この作品はネトゲ用語、通常のRPGの専門用語を理解されている前提で書いていますのでご了承ください。

「ああああああああああ!!!」


 俺は今絶叫をしていた。

 それはもう心の底から絶叫をしていた。


 あれはほんの軽い気持ちだったんだ。

 βテストから現在まで、毎回俺達に自慢してくる神崎の野郎に意趣返しのために報告しただけなのに、自慢し返すという長年のウサ晴らしで興奮(・・)してしまった。


 これがいけなかったのだ。


『は、葉月様……勘弁してください……もう二時間経ってますよ……』


 興奮して『暴走状態』になっていた俺は、それはもう雪崩のように俺の恨みとゲームをやっと購入した気持ちを二時間に渡ってぶつけていたのだ。

 ぶっちゃけ神崎の弱音を聞かなかったら俺は今頃朝を迎えていたと思う。『暴走状態』の俺……恐ろしい子っ!


「でもどうしよう……あいつ等とゲーム内で待ち合わせしようって約束したのに……」


 あいつ等とは言わずもがな、俺の妹達の事である。

 今頃、二時間経っても待ち合わせ場所にも現れない俺に愛想を尽かしているかも知れない。それはそれで悲しいが、怒りを募っていたらと思うと背中の冷や汗が止まらない。


「そう思うとあいつ等に会いに行きたくないな……」


 どう考えても俺のせいだし自業自得だが、罰を回避したいと思うのは人間の性だと思う。それに妹達とはリアルで会うし、何より夢の『MFO』を遊ばずに放置するのは駄目だ。


 割合で言えばゲーム八の妹二だろうか。許せ妹。

 ということで俺はさっそく『MFO』に入ることにした。


 VRヘッドを頭に装着してベッドの上で仰向けに寝る。

 余談だが別にVRにダイブする時の寝方はどの向きでもいい。

 ただし寝苦しい寝方はVR世界でも影響を及ぼすため特にこだわりの寝方が無い場合、通常は仰向けで寝るのを推奨されている。


「部屋のライトよーし、VRPC電源よーし、VRヘッド固定よーし、寝方バッチシ!」


 先ずは指差しで身の回りの安全を確認。

 この安全確認は、VRPC本体を購入する時に店員さんからマニュアルの説明を徹底的に学ばされてきたので、ダイブする時は毎回欠かさずに行っていることだ。


 そうでないと寝ているときにハプニングが起きたらヤバイ。何がヤバイって、偶然的な事故でない限り何か起きた責任は全て家の責任になるのだ。

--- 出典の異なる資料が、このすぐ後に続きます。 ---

PR #538, opened 2021-04-22
CKAN 2.9: Drop collaborators plugin

chris48s:
Top-level summary of what is going on here: In CKAN 2.8 we were using ckanext-collaborators. In CKAN 2.9 part of that functionality is native in core so we're dropping the plugin.

This required a data migration, so also new in this PR is our first alembic migration. I pushed an extra commit to the 2.9 branch on the deploy repo to apply the alembic migrations on container boot https://github.com/okfn/docker-ckan-unhcr-aws/pull/35/commits/78fc1e9d8c10b4eaf16fbf2cfbf029ae76c97254


ckanext/unhcr/actions.py
```diff
@@ -189,7 +189,30 @@ def dataset_collaborator_create(up_func, context, data_dict):
...
+
+
+@toolkit.chained_action
+def package_collaborator_delete(up_func, context, data_dict):
+    up_func(context, data_dict)
+
+    mailer.mail_notification_to_collaborator(
+        data_dict['id'],
+        data_dict['user_id'],
+        capacity='collaborator',
```
chris48s, line 211: As noted on the call here, I've just hard-coded "collaborator" here to avoid re-implementing all the `package_collaborator_delete` param checking/validation.

We can rely on `data_dict['id']` and `data_dict['user_id']` because if `up_func()` ran without throwing an exception, they must exist and be valid

ckanext/unhcr/actions.py
```diff
@@ -1122,7 +1144,7 @@ def external_user_update_state(context, data_dict):
 
     toolkit.check_access('external_user_update_state', context, data_dict)
 
-    if state not in m.State.all:
+    if state not in [m.State.ACTIVE, m.State.DELETED]:
```
chris48s, line 1147: This was a built-in on the model in CKAN 2.8 
https://github.com/ckan/ckan/blob/ckan-2.8.7/ckan/model/core.py#L35
but it is gone in 2.9
https://github.com/ckan/ckan/blob/ckan-2.9.2/ckan/model/core.py

ckanext/unhcr/migration/unhcr/alembic.ini
```diff
@@ -0,0 +1,74 @@
+# A generic, single database configuration.
```
chris48s, line 1: I did try just deleting `ckanext/unhcr/migration/unhcr/alembic.ini` and `ckanext/unhcr/migration/unhcr/env.py` but CKAN fails to apply plugin migrations or generate new ones if they aren't there, even though the ones in CKAN core are the ones that are actually used so I've just left these here. I would like to try and understand more about the relationship between the migrations config in CKAN core and plugins at some point but at the moment I'm just accepting CKAN spits these files out and they need to be here.

ckanext/unhcr/migration/unhcr/versions/002_222e309d2220_migrate_dataset_member_to_package_member.py
```diff
@@ -0,0 +1,48 @@
+"""migrate dataset_member to package_member
```
chris48s, line 1: I decided to make the filename for our first migration `002_...` so that if we decide to consolidate/squash all our legacy migrations into an alembic migration at some point we can make that `001_...`

ckanext/unhcr/migration/unhcr/versions/002_222e309d2220_migrate_dataset_member_to_package_member.py
```diff
@@ -0,0 +1,48 @@
...
+        WHERE user_id IN (SELECT id FROM "user")
+        AND dataset_id IN (SELECT id FROM package)
+        AND modified IS NOT NULL;
+        """
+    ))
+    op.drop_table(u'dataset_member')
+
+
+def downgrade():
+    pass
```
chris48s, line 48: I could implement a `downgrade()` here that recreates the `dataset_member` table and copies the data back to it if we want, but I haven't bothered to spend the time on it. I think the chance of us wanting to do that is limited.

ckanext/unhcr/mailer.py
```diff
@@ -370,3 +372,34 @@ def compose_infected_file_email_body(recipient, resource_name, package_id, resou
...
+
+# Collaborators
+
+def _compose_collaborator_email_subj(dataset):
+    return u'{0} - Notification about collaborator role for {1}'.format(
+        toolkit.config.get('ckan.site_title'), dataset.title)
+
+def _compose_collaborator_email_body(user, dataset, role, event):
+    dataset_link = toolkit.url_for('dataset_read', id=dataset.id, qualified=True)
+    return render_jinja2('collaborators/emails/{0}_collaborator.html'.format(event), {
```
chris48s, line 385: Although we need to copy most of the email code from the old ckanext-collaborators plugin inline we we don't need to create the templates because we had already created custom versions of them in the past

ckanext/unhcr/tests/pt/test_mailer.py
```diff
@@ -451,3 +454,36 @@ def test_email_body(self):
...
+        dataset = factories.Dataset()
+        user = core_factories.User()
+        capacity = 'editor'
+
+        mailer.mail_notification_to_collaborator(
+            dataset['id'], user['id'], capacity, 'delete')
+
+        assert mock_mail_user.call_count == 1
+
+    # TODO: tests for body function
```
chris48s, line 484: I've just copy & pasted the tests from ckanext-collaborators here, but they're not amazing as they're just asserting we sent something. I'd like to improve this but don't want to get bogged down in it now. The emails code is as well tested as it was when we were using ckanext-collaborators so we haven't lost anything.

amercader (approved):
Looks good @chris48s :+1:

amercader:
FYI I copied your migration to another project and added the following extra check because I had forgotten to include the migration and users had started creating collaborators on 2.9:

```
        AND NOT (
            user_id IN (SELECT user_id FROM package_member) AND
            dataset_id IN (SELECT package_id FROM package_member)
        );
```
I don't think we need it in our case here

chris48s:
> I don't think we need it in our case here

Yes this would be useful if we had forgotten about it and deployed, but in our case, we will apply this migration before we ever boot a container running CKAN 2.9 so I don't think we need to worry about that situation.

 このたかが安全確認されど安全確認を怠って家族に迷惑を掛けるのは非常にアウトなので、怠らないように義務付けなければならない。


 さて、確認をし終えたらお待ちかねのVRダイブだ!


「スタートボタン押しながら……『VRシステム、ダイブスタート!』」


 音声システムにより、起動するVRヘッド。

 すると俺の意識が段々と遠くなっていき、俺は睡眠を始めた。




『WELCOME TO VR-SYSTEM.』




 ふと気がつくと俺は広大な草原の上に立っていた。

 空気は澄んでおり、太陽の健康的な日差しが草原を照らす。


 周りを見渡すと、この草原の中にたった一つの巨大な木がそびえ立っていた。その下には木で出来たテーブルと丸子の椅子が存在していて、熱さを感じる日差しから守られているように、巨大樹の影に隠れていた。


 ここが『MFO』の世界……ではなく。

 ここは謂わばパーソナルルームで、様々なVRコンテンツを選ぶことが出来るホーム画面ならぬホーム空間だ。

 またこのパーソナルルームの内装は自由に変更できるようになっていて、俺の場合は草原の中にそびえ立っている巨大樹のホームデザインに設定している。


 何故このデザインを選んだかって?

 こっちのほうが爽やかな気分になるから。


 ……そこ、感性老けてるとか思わないように。


 ま、まぁ話を戻そう。

 現在パーソナルルームに居る俺はリアルと変わらない姿だ。服装も現実で最も着ている服装をメインにしているが、まぁ当然服装も自由に変更できる仕様だ。


 さて、巨大樹の下にあるウッドデザインなテーブルの近くに行くと、テーブルの上にお知らせと書かれているホログラムが表示されていた。

 これに触れるとお知らせの文字が広がり、頭の中に女性の声が響き渡る。


『貴方のVRPCに『マテリアルフロンティアオンライン』がインストールされました』

『このゲームを開始しますか?』


 答えは勿論イエスだ。

 俺は空中に表示されているイエスとノーの文字にイエスの方に触れると文字が広がり、俺がいた空間が白く染まっていった。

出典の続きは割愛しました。